Ratifizierung des EU-China-Abkommens nach Sanktionen vorerst „ausgesetzt“

"Wir haben seitens der Kommission [...] aktuell einige Bemühungen zur politischen Sensibilisierung ausgesetzt," so Handelskommissar Valdis Dombrovskis. [EPA-EFE/YVES HERMAN]

EU-Handelskommissar Valdis Dombrovskis hat am Dienstag eingeräumt, dass die Bemühungen, die Zustimmung zu einem vorgeschlagenen Investitionsabkommen mit China zu gewinnen, effektiv „ausgesetzt“ wurden. Zuvor hatten die beiden Seiten Sanktionen gegeneinander verhängt.

„Wir haben seitens der Kommission […] aktuell einige Bemühungen zur politischen Sensibilisierung ausgesetzt,“ so Dombrovskis.

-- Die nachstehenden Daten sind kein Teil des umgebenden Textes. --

PR #1738, opened 2023-10-02
ci: Fix GPU job not actually enabling OptiX

brechtvl:
## Description

In #1668 USE_OPTIX changed to OSL_USE_OPTIX, but CI was not updated.

And fix CPU SIMD flags being used for CUDA compilation, making the build fail.

## Tests

N/A

## Checklist:

### DIFF
--- a/.github/workflows/ci.yml
+++ b/.github/workflows/ci.yml
@@ -158,7 +158,7 @@ jobs:
             pybind11_ver: v2.10.0
             simd: avx2,f16c
             skip_tests: 1
-            setenvs: export OSL_CMAKE_FLAGS="-DUSE_OPTIX=1" OPTIX_VERSION=7.0
+            setenvs: export OSL_CMAKE_FLAGS="-DOSL_USE_OPTIX=1" OPTIX_VERSION=7.0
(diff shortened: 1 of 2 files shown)


lgritz (approved):

lgritz (changes requested):
Oof, something is broken here

AlexMWells:
```
 Found CUDA 11.8 
 ...
clang-15: warning: CUDA version is newer than the latest supported version 11.5 [-Wunknown-cuda-version]

```
So does the clang version need to be paired up with CUDA version?  Meaning CUDA 11.5 is newest that could be used when using clang-15?
And similar pairings might be true of different clang versions?

brechtvl:
The GPU job is failing because CPU flags `-mavx2 -mf16c` are part of the command for building CUDA bitcode, which in turns makes the Imath `half.h` header try to use CPU intrinsics.

brechtvl:
That seems to have fixed it. Other CI failures are unrelated.

> So does the clang version need to be paired up with CUDA version? Meaning CUDA 11.5 is newest that could be used when using clang-15?
> And similar pairings might be true of different clang versions?

CUDA 11.8 + LLVM 15 works fine for me despite the warning. But in general, I guess so.

lgritz (approved):
LGTM

PR #1746, opened 2023-10-26
ci: Disable MacOS-11 CI

lgritz:
The MacOS 11 CI seems to be broken on GitHub's runners. I'm not sure why, but since it's old and getting various deprecation warnings from Homebrew and GH, I'm inclined to just disable it rather than work hard to keep this old version of the OS running.


lgritz:
Preemptively merging because this undeniably unbreaks our CI.

PR #1747, opened 2023-10-27
docs: Regenerate PDF docs before 1.13 release

lgritz:
This is probably the last time we'll regen the PDF docs, since we are mid-transition to ReadTheDocs. We will probably not directly distribute a PDF version with 1.14 or subsequent releases.

Bump the version and regularize a few of the copyright notices to the current recommended presentation format.


lgritz:
Merging without review -- this changes no code or content, just rebuilds the PDF document for release to incorporate changes we've already made to the docs over the prior months.

PR #531, opened 2022-01-21
feat: add config option to disable file transfers

nathanielc:
With this change its now possible to explicitly disable the file
transfer logic via the Config struct.

Alternatively I could put this option on the SnowflakeFileTransferOptions struct https://pkg.go.dev/github.com/snowflakedb/gosnowflake#SnowflakeFileTransferOptions

### Checklist
- [x] Code compiles correctly
- [x] All tests passing

### DIFF
--- a/connection.go
+++ b/connection.go
@@ -136,6 +136,14 @@ func (sc *snowflakeConn) exec(
 
 	// handle PUT/GET commands
 	if isFileTransfer(query) {
+		if sc.cfg.DisableFileTransfers {
+			return nil, (&SnowflakeError{
+				Number:   code, //TODO do we need a specific code here?
+				SQLState: data.Data.SQLState,
+				Message:  data.Message,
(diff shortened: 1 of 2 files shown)


sfc-gh-jbahk:
Hi, can you tell us why this feature is needed? You don't need to use the file transfer - it's only triggered by certain commands.

nathanielc:
@sfc-gh-jbahk Hi thanks for the reply. We host a cloud service and allow our clients to make connections to their own snowflake endpoints. We use this `gosnowflake` client code to do so. As a result we do not have control over the commands being issued to the client and therefore want a separate code path to ensure that these PUT/GET commands cannot be issued by the client. Otherwise our users could issue PUT command to read local files from our cloud servers and send the contents to their own snowflake instances.

sfc-gh-jbahk:
As mentioned in the original issue, closing this PR.

PR #544, opened 2022-02-08
Arrow Record Distributed Result Batches

ddl-giuliocapolino:
### Description
For performance and ease-of-use purposes, users may need to access data in `arrow.Record` format directly from queries, rather than getting it in `sql.Rows` format and having to covert it manually. This PR covers the implementation and tests to get these records via a new API endpoint called `GetResultBatches`. We use `ResultBatch` objects that can independently fetch chunks of data in `arrow.Record` format. `GetResultBatches` returns such objects in the correct order as to allow the user to compose, in parallel or not, the full data in Arrow format. Below is a sample client request to fetch the data:

```
rbCtx := sf.WithDistributedResultBatches(ctx)
d := sf.SnowflakeDriver{}
db, err := d.Open(dsn)
if err != nil {
	return nil, err
}
snowflakeDb := db.(sf.SnowflakeConnection)

rows, err := snowflakeDb.QueryContext(rbCtx, query, []driver.NamedValue{})
if err != nil {
	return nil, err
}

batches, err := rows.(sf.SnowflakeRows).GetBatches()
if err != nil {
	return nil, err
}
```

For a client using data in arrow.Record format, this can result in more than a 10x speedup in retrieving usable data, as well as provides the client with the ability to manage memory consumption independently.

### Checklist
- [x] Code compiles correctly
- [x] All tests passing


monitoring.go
```diff
@@ -116,6 +116,7 @@ type SnowflakeQueryStatus struct {
 // SnowflakeConnection is a wrapper to snowflakeConn that exposes API functions
 type SnowflakeConnection interface {
 	GetQueryStatus(ctx context.Context, queryID string) (*SnowflakeQueryStatus, error)
+	QueryContext(ctx context.Context, query string, args []driver.NamedValue) (driver.Rows, error)
```
sfc-gh-jbahk, line 119: Why is this exposure necessary?

rows.go
```diff
@@ -27,6 +27,11 @@ var (
 	maxChunkDownloaderErrorCounter = 5
 )
 
+// SnowflakeRows provides an API for methods exposed to the clients
+type SnowflakeRows interface {
```
sfc-gh-jbahk, line 31: While this makes sense, I think we can consolidate this into SnowflakeResult since this object can and should be able to return both a query ID and its status as well. Asking the user to convert this into separate interfaces seems cumbersome for both sides in terms of usability & maintenance.

converter.go
```diff
@@ -7,6 +7,7 @@ import (
 	"database/sql/driver"
 	"encoding/hex"
 	"fmt"
+	"github.com/apache/arrow/go/arrow/memory"
```
sfc-gh-jbahk, line 10: nit: can this be separated out by a newline apart from the other dependencies?

chunk_test.go
```diff
@@ -387,3 +388,44 @@ func TestWithStreamDownloader(t *testing.T) {
 		}
 	})
 }
+
+func TestWithDistributedResultBatches(t *testing.T) {
```
sfc-gh-jbahk, line 392: This test succinctly demonstrates the API pathway, but is there another test that can be added to demonstrate that these batches are indeed fetched in a distributed manner? 100 rows is not a lot and would probably be fetched within one chunk. This test doesn't demonstrate to me that these batches can be called independently.

More importantly, with these changes, do you see your memory issues improved? Solved?

chunk_downloader.go
```diff
@@ -630,3 +681,28 @@ func copyChunkStream(body io.Reader, rows chan<- []*string) error {
...
+// ResultBatch object encapsulates a function that retrieves a subset of rows in a result set.
+type ResultBatch struct {
+	Rec                *[]array.Record
+	idx                int
+	scd                *snowflakeChunkDownloader
+	funcDownloadHelper func(context.Context, *snowflakeChunkDownloader, int) error
+}
+
+// Fetch returns an array of records representing a chunk in the query
+func (rb *ResultBatch) Fetch() error {
```
sfc-gh-jbahk, line 694: I'm curious as to the design here: shouldn't this return the actual array.Record itself (along with an error), instead of storing the the record as an accessible object within the ResultBatch struct?

sfc-gh-jbahk (changes requested):
This looks great; thank you for your work. I had a couple questions that I'd love to hear your answers on before we proceed.

monitoring.go
ddl-giuliocapolino: Not necessary any longer - we found the following code used for GetStatus and will plan to have clients do this analogously. We'll also add to go.doc a similar example.

```
err = conn.Raw(func(x interface{}) error {
// Execute asynchronous query
rows, _ := x.(driver.QueryerContext).QueryContext(ctx, "select 1", nil)
defer rows.Close()

// Retrieve and check results of the query after casting the result
status := rows.(SnowflakeResult).GetStatus()
```

rows.go
ddl-giuliocapolino: Sounds good. Felt a bit strange to have SnowflakeResult contain an endpoint related to data since Result is usually referred to by an `exec` query that does not return any data, but I agree it's better to expose only one interface. Related to that, would you prefer that the implementation of `GetBatches() ([]*ResultBatch, error)` by `snowflakeResult` returns an error, or returns an empty array (and nil)?

converter.go
ddl-giuliocapolino: whops that slipped in there! thanks :)

chunk_test.go
ddl-giuliocapolino: sounds good - I will have a first PR iteration with the logic changes, and a second only focusing on this test so that we can iterate on the former first! In terms of memory, it's fully up to the user to handle the workers as they wish - in our case we optimized the client side for parallel downloading, but releasing the records as soon as they've been read and written, and we have not seen any memory issue (queried all the way up to 10GB with very little memory pressure but really good performance).

chunk_downloader.go
ddl-giuliocapolino: My initial rationale was to not have a double memory burden but since the object contains `[]*array.Record`, it won't hurt to have it twice so that the user can Fetch it, but also re-use it in the future if necessary (double benefit). Changing it now.

rows.go
ddl-giuliocapolino: I pushed it out with the former (returns an error), but happy to change it to empty array if you rather have that!

chunk_test.go
ddl-giuliocapolino: ^ changed it to 3000 rows which is approximately 6 ResultBatch objects (ran it a few times and, on average, it's 6 chunks of data)

rows.go
sfc-gh-jbahk: Completely understandable - this SnowflakeResult object was meant to be detached from the snowflakeResult (related to Exec) however, and actually denote a literal result. Perhaps a confusing misnomer on our end.

I think the return value seems fine as is for now. I'll let you know if it needs changing or change it myself.

chunk_test.go
sfc-gh-jbahk: The test seems better but is there a way to explicitly illustrate these batches being fetched on in different worker nodes? Something like multiple goroutines, perhaps? Maybe there are some other ways to demonstrate this but at face value, this test doesn't tell me much.

chunk_downloader.go
sfc-gh-jbahk: Does the object need to contain the record? Can it just be a product of the Fetch() function and nothing else? A close analogy would be returning a row object after a query, but you'd need to query the rows again in order to receive the same rows again; the driver won't do that for you.

ddl-giuliocapolino: In this case we do need the `Rec` on the object because we are leveraging the `downloadChunkHelper` which only returns an `error`. It's analogous to how rows are downloaded in chunks within the `downloadChunkHelper` and then are applied to the `scd.Chunks` object, without explicitly being returned. I don't think we can omit that without having a major refactor on how the download workflow happens unfortunately. However, we can make `Rec` non-public (`rec`) if you rather not have it exposed by the object, but we thought it'd be nice for a user to have a pointer to it within the object itself in case it is needed (it's a cheap extra functionality) - up to you though if you'd rather have it lowercase!

sfc-gh-jbahk: Thanks for the quick turnaround. I think the rec object might best be left private so the users can't control it and have fetch act as a getter (as you've done). 

It looks overall very good to me - I'm going to go over these changes today in a design review and come back with final feedback.

chunk_downloader.go
```diff
@@ -630,3 +681,32 @@ func copyChunkStream(body io.Reader, rows chan<- []*string) error {
...
 	return nil
 }
+
+// ResultBatch object represents a chunk of data, or subset of rows, retrievable in array.Record format
+type ResultBatch struct {
+	Rec                *[]array.Record
+	idx                int
+	scd                *snowflakeChunkDownloader
+	funcDownloadHelper func(context.Context, *snowflakeChunkDownloader, int) error
+}
```
sfc-gh-jbahk, line 691: Can we expose some metadata such as rowcount and size information that we retrieve from the server?

chunk_downloader.go
ddl-giuliocapolino: sounds good. I will change it to private later this evening along with the clearer test. Consider it done for your design review!

chunk_downloader.go
ddl-giuliocapolino: adding metadata for rowcount. For size it does not seem to be achievable given that we read the arrow.Records right away and those do not contain any metadata on size themselves.

chunk_test.go
ddl-giuliocapolino: just updated the test with clear download workers - it is now checking also that the metadata received (rowcount) is correct :)

chunk_downloader.go
```diff
@@ -630,3 +683,43 @@ func copyChunkStream(body io.Reader, rows chan<- []*string) error {
...
+func usesDistributedBatches(ctx context.Context) bool {
+	val := ctx.Value(distributedResultBatches)
+	if val == nil {
+		return false
+	}
+	a, ok := val.(bool)
+	return a && ok
+}
+
+func countResultBatchRows(recs *[]array.Record) int {
```
sfc-gh-jbahk, line 719: Can we move this to the test file?

chunk_downloader.go
```diff
@@ -630,3 +683,43 @@ func copyChunkStream(body io.Reader, rows chan<- []*string) error {
 	}
 	return nil
 }
+
+// ResultBatch object represents a chunk of data, or subset of rows, retrievable in array.Record format
+type ResultBatch struct {
```
sfc-gh-jbahk, line 688: ArrowBatch

chunk_downloader.go
```diff
@@ -245,6 +259,33 @@ func getChunk(
 	return newRetryHTTP(ctx, scd.sc.rest.Client, http.NewRequest, u, headers, timeout).execute()
 }
 
+func (scd *snowflakeChunkDownloader) startDistributedBatches() error {
```
sfc-gh-jbahk, line 262: startArrowBatches()

result.go
```diff
@@ -13,10 +13,11 @@ const (
 	QueryFailed queryStatus = "queryFailed"
 )
 
-// SnowflakeResult provides the associated query ID
+// SnowflakeResult provides an API for methods exposed to the clients
 type SnowflakeResult interface {
 	GetQueryID() string
 	GetStatus() queryStatus
+	GetBatches() ([]*ResultBatch, error)
```
sfc-gh-jbahk, line 20: GetArrowBatches()

sfc-gh-jbahk (changes requested):
We had a design review yesterday and there were a couple points --

- the ultimate point we wanted to reach with distributed fetching was being able serialize these ResultBatches so workers across different machines are able to just pick up them independently

- the fact that we require the chunkdownloader as a member in the struct hinders this and requires some refactoring, which we (Snowflake) will get to

- this has a very good use case in and of itself but we envision having to reserve this API/pathway ​so we'd like to merge it with a couple nomenclature tweak

sfc-gh-jbahk:
Local tests pass successfully. Merging.

ddl-giuliocapolino:
Thanks @sfc-gh-jbahk !

stoffeastrom:
Hi 👋  

I was playing around with the latest release where this is included but I can't seem to access the arrow batches? This seems to be completely internal. The example from @ddl-giuliocapolino seems outdated.

```go
rbCtx := sf.WithDistributedResultBatches(ctx)
d := sf.SnowflakeDriver{}
db, err := d.Open(dsn)
if err != nil {
	return nil, err
}
snowflakeDb := db.(sf.SnowflakeConnection)

rows, err := snowflakeDb.QueryContext(rbCtx, query, []driver.NamedValue{})
if err != nil {
	return nil, err
}

batches, err := rows.(sf.SnowflakeRows).GetBatches()
if err != nil {
	return nil, err
}
```
Seems to suggest it could be access through `SnowflakeConnection` but this interface only has

```go
type SnowflakeConnection interface {
	GetQueryStatus(ctx context.Context, queryID string) (*SnowflakeQueryStatus, error)
}
```

but I might misinterpret things :D

stoffeastrom:
@sfc-gh-jbahk Pls see my comment above. Can we get an example of how to use arrow batches directly?

sfc-gh-jbahk:
Hi @stoffeastrom, this is an internal feature and we have not publicly documented it for this reason.

I also don't actively develop the go driver anymore - please tag @sfc-gh-cshi for future inquiries.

Angesichts der EU-Sanktionen gegen China und der chinesischen Gegensanktionen, unter anderem gegen Mitglieder des Europäischen Parlaments, sei „klar, dass das Umfeld für die Ratifizierung des Abkommens nicht günstig ist,“ sagte der Kommissar im Interview mit der Nachrichtenagentur AFP.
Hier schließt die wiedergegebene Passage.